Tobias Klett & Lea Kolling
Weltall Erde Mensch #23
Begründung der Jury
Eine geheimnisvolle Bilddoppelseite: links die Verzweigungen einer Rispenpflanze, deren weiße, kugelige Blüten wie Lichtfunken über den tiefschwarzen Hintergrund sprühen – rechts eine vulkanische Eruption mit schwarzen Massen und Dampfwolken. Beide Bilder verschmelzen zu einem einzigen fantastischen Gebilde, indem die Augenbewegung, die den floralen Trieben folgt, in einen dramatischen Schlackenauswurf übergeht. Eine andere Doppelseite kombiniert die ausgearbeitete Porträtaufnahme einer jungen Dame mit dem lockigen Kopfausschnitt einer antiken Skulptur. Das Mädchen ist elegant frisiert und gekleidet; in den Händen hält sie einen Blumenstrauß und ein Buch.
In sechs Heftlagen blättert man durch weitere überraschende Bildpaare. Es sind zum einen Erinnerungsfotos an die Jugendweihe in der Deutschen Demokratischen Republik und zum anderen stark vergrößerte Ausschnitte aus einem mehrere Hundert Seiten starken Buch über Mensch und Kosmos, das alle Jugendlichen zu diesem Fest ihres Erwachsenwerdens vom Staat überreicht bekamen.

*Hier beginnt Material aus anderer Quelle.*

Issue #351, opened 2023-09-20
Cannot use pyproject.toml configs on the first run


0xDEC0DE:
There is a small bootstrapping problem with the `pyproject.toml` support.

# Steps to reproduce

* Install stestr 4.1.0
* Add configs to `pyproject.toml`
* `rm -rf .stestr .stestr.conf`
* `stestr run`

# Expected result

It runs the defined tests

# Actual behavior

```
No config file found and --test-path not specified. Either create or specify a .stestr.conf or use --test-path 
```

# Workaround

Providing a `--test-path` switch for the first run will allow the `pyproject.toml` to be used for all runs thereafter.

It is also possible to "fake it" and create a repo directory by hand:
```
mkdir .stestr
echo 0 > .stestr/next-stream
echo 1 > .stestr/format
```

# Miscellany

This appears to be due to some extra bootstrapping code in the `run` workflow that was overlooked, and not under test.

PR #352, opened 2023-09-20
Bugfix: make repo initialization respect pyproject.toml

0xDEC0DE:
Make the repo initialization step look for all supported config formats before giving up.

Fixes: Issue #351

### DIFF
--- a/stestr/commands/run.py
+++ b/stestr/commands/run.py
@@ -12,7 +12,6 @@
 
 """Run a projects tests and load them into stestr."""
 
-import configparser
 import errno
 import functools
 import io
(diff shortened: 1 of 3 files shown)


0xDEC0DE:
I have no earthly idea what codecov wants me to do here.  I have increased coverage, but it's still mad at me.

mtreinish (approved):
LGTM, thanks for fixing this. Don't worry about codecov I think it's just confused because the measured code just had more removals than additions. I thought we had the checks with red x's disabled tbh, we try to treat coverage as informative and not a gating check. I'll check the settings for it.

Die bereits gerasterten Reproduktionen wurden im frequenzmodulierten Raster wiedergegeben, um Moirébildung zu vermeiden, und um den maximalen Tonwertreichtum des Originals zu erhalten. Die Erläuterungen auf den letzten Seiten ist eine redaktionell und typografisch bemerkenswerte Inszenierung, nämlich als lexikalisches Glossar. Unter exemplarischen Stichworten, die gewählt wurden, um dem Betrachter jenseits – oder trotz – ideologischer Barrieren eigene Fragen und Deutungen abzuringen, finden sich »Vorwort«, »Impressum« und die Editionsgeschichte des sozialistischen Werkes »Weltall Erde Mensch«.